=== WORK ITEM ===
Every line in the data below from the one containing "PR #326, opened 2019-12-25" down to the one containing "I had to do this in", both included, must be retyped exactly; no other line is to appear.
=== PROVIDED INFORMATION ===
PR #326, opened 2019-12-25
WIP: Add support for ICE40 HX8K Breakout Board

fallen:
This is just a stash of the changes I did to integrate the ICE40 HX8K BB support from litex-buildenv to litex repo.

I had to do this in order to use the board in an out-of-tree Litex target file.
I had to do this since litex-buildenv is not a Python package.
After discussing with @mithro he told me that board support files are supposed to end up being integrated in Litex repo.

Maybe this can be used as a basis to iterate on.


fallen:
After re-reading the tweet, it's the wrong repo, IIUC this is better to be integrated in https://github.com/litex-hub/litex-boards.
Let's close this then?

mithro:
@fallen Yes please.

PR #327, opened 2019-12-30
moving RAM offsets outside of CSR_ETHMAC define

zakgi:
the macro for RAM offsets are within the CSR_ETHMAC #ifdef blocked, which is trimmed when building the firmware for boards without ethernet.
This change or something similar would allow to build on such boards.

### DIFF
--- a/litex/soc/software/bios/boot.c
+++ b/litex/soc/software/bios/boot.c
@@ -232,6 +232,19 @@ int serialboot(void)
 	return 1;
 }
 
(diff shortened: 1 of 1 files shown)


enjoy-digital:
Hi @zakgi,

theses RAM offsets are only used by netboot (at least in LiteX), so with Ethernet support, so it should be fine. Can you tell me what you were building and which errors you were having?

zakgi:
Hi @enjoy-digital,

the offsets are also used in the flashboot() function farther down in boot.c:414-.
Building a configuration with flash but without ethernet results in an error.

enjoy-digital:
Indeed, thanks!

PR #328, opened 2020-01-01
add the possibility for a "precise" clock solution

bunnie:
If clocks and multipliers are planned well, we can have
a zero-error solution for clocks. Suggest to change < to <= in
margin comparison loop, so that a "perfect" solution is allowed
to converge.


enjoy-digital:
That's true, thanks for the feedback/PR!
===
=== PROVIDED INFORMATION ===
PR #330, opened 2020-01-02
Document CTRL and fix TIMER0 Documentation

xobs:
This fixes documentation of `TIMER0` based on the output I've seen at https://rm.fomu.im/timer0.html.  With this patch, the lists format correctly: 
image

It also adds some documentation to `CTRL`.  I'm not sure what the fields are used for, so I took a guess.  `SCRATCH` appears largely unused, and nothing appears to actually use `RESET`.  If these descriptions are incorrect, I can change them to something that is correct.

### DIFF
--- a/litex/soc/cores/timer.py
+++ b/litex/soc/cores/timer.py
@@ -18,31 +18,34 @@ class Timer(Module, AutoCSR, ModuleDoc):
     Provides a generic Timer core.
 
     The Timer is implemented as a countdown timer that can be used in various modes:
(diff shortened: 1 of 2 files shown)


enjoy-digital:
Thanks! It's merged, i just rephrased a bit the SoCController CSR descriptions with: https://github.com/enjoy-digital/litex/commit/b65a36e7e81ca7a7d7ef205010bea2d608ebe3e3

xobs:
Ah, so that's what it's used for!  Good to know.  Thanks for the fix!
===
=== SOLUTION FOR THIS TASK ===
PR #326, opened 2019-12-25
WIP: Add support for ICE40 HX8K Breakout Board

fallen:
This is just a stash of the changes I did to integrate the ICE40 HX8K BB support from litex-buildenv to litex repo.

I had to do this in order to use the board in an out-of-tree Litex target file.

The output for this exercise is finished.